TOKYO, Aug 7 (KUNA) -- South Korea and the United States will conduct a major joint exercise this month to strengthen their combined readiness posture, the two said Thursday, in the face of evolving North Korean military threats, Yonhap News Agency reported.
The annual Ulchi Freedom Shield exercise is set to take place from August 18-28 and involves drills incorporating "realistic" threats aimed at enhancing the allies' capabilities across all domains, their militaries said.
"The exercise will also support interagency coordination within the ROK government to strengthen national-level crisis management, civil safety response, and cyber defense capabilities, advancing a whole-of-government, joint, intra-agency, and combined approach to wartime readiness and national defense," they said in a statement. ROK refers to the acronym of South Korea's formal name, the Republic of Korea.
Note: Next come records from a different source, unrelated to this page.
PR #2800, opened 2020-04-05
Consolidate the version of nuget packages in the solution

philipktlin:
Consolidate multiple versions of nuget packages in the solution.
1. Microsoft.Extensions.Configuration.Binder 2.2.0 and 2.2.4 -> 2.2.4
2. Microsoft.Extensions.Configuration.EnvironmentVariables 2.2.0 and 2.2.4 -> 2.2.4
3. nunit 2.11.0 and 3.12.0 -> 3.12.0
4. Microsoft.Extensions.Configuration.Json 2.0.0 and 2.2.0 -> 2.2.0
5.RunProcessAsTask 1.2.3.and 1.2.4 -> 1.2.4
6. YamlDotNet 5.4.0 and 6.0.0 -> 6.0.0


damonbarry:
I think it would also be good to investigate a centralized system for managing package versions in our repo, like this [MSBuild project SDK](https://github.com/Microsoft/MSBuildSdks/tree/master/src/CentralPackageVersions). I tried it in a simple project and it seems to work.

Note I also found a similar [Nuget effort](https://github.com/NuGet/Home/wiki/Centrally-managing-NuGet-package-versions), but it hasn't gone past the spec stage.

philipktlin:
> NUnit3TestAdapter

This library is only used in Microsoft.Azure.Devices.Edge.Test project.  Don't need to consolidate.

PR #2802, opened 2020-04-06
[mqtt] Compliance Tests

lfitchett:
This runs compliance tests against the broker


builds/ci/mqtt.yaml
```diff
@@ -0,0 +1,25 @@
...
+      - release/*
+jobs:
+  ################################################################################
+  - job: compliance_amd64
+    ################################################################################
+    displayName: Compliance amd64
+    # dependsOn: check_run_pipeline
+    # condition: eq(dependencies.check_run_pipeline.outputs['check_files.RUN_PIPELINE'], 'true')
+    pool:
+      vmImage: "ubuntu-16.04"
```
dmolokanov, line 15:
```suggestion
      vmImage: "ubuntu-latest"
```
?

builds/ci/mqtt.yaml
```diff
@@ -0,0 +1,25 @@
...
+  branches:
+    include:
+      - master
+      - release/*
+jobs:
+  ################################################################################
+  - job: compliance_amd64
+    ################################################################################
+    displayName: Compliance amd64
+    # dependsOn: check_run_pipeline
```
dmolokanov, line 12: I dont think we need commented lines

builds/ci/mqtt.yaml
```diff
@@ -0,0 +1,25 @@
+trigger: none
```
dmolokanov, line 1: Not sure that this pipeline should be called mqtt... Do you expect we add more in this pipeline vs create a new one?

lfitchett: Talked with Vadim and we were thinking of making this the mqtt e2e pipeline. So once we add some e2e tests, it will run with this

dmolokanov: Ok, lets leave it mqtt then

mqtt/build/linux/certgen.sh
```diff
@@ -0,0 +1,3 @@
+openssl genrsa 2048 > private.pem
```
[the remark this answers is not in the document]
lfitchett: but the tests also check 8883, which will always need a cert I think?

builds/ci/mqtt.yaml
```diff
@@ -0,0 +1,23 @@
...
+      - release/*
+jobs:
+  ################################################################################
+  - job: compliance_amd64
+    ################################################################################
+    displayName: Compliance amd64
+    pool:
+      vmImage: "ubuntu-latest"
+    steps:
+      - script: echo "##vso[task.setvariable variable=RUST_BACKTRACE;]1"
```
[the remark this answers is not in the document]
lfitchett: I just used the same as denis' build

builds/ci/mqtt.yaml
```diff
@@ -0,0 +1,23 @@
+trigger: none
+pr:
```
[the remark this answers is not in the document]
lfitchett: removed

mqtt/build/linux/certgen.sh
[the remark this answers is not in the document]
vadim-kovalyov: oh, ok, didn't know that.

builds/ci/mqtt.yaml
```diff
@@ -0,0 +1,23 @@
...
+  ################################################################################
+  - job: compliance_amd64
+    ################################################################################
+    displayName: Compliance amd64
+    pool:
+      vmImage: "ubuntu-latest"
+    steps:
+      - script: echo "##vso[task.setvariable variable=RUST_BACKTRACE;]1"
+        displayName: Set env variables
+      - bash: mqtt/build/linux/install.sh
```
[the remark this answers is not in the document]
lfitchett: its only about 7 minutes, and I think its worth keeping these self contained and independent from the build pipeline.

builds/ci/mqtt.yaml
dmolokanov: Any issues with `ubuntu-latest`? I see different vmImage value for mqtt-perf and this pipelines

mqtt/build/linux/compliance.sh
```diff
@@ -0,0 +1,40 @@
...
+# Download tests and make certificate
+###############################################################################
+
+$DIR/certgen.sh
+git clone https://github.com/lfitchett/paho.mqtt.testing.git
+
+###############################################################################
+# Start broker and run tests
+###############################################################################
+set +e
```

Alongside South Korean and US troops, personnel from several member states of the UN Command will join the exercise, while the Neutral Nations Supervisory Commission will observe the exercise to monitor compliance with the Armistice Agreement.
The UN Command is an enforcer of the armistice that halted the fighting in the 1950-53 Korean War.
This year's exercise comes as North Korea has denounced combined South Korea-US drills and accused the South of "blindly adhering" to its alliance with Washington, amid Seoul's push to ease tensions with Pyongyang.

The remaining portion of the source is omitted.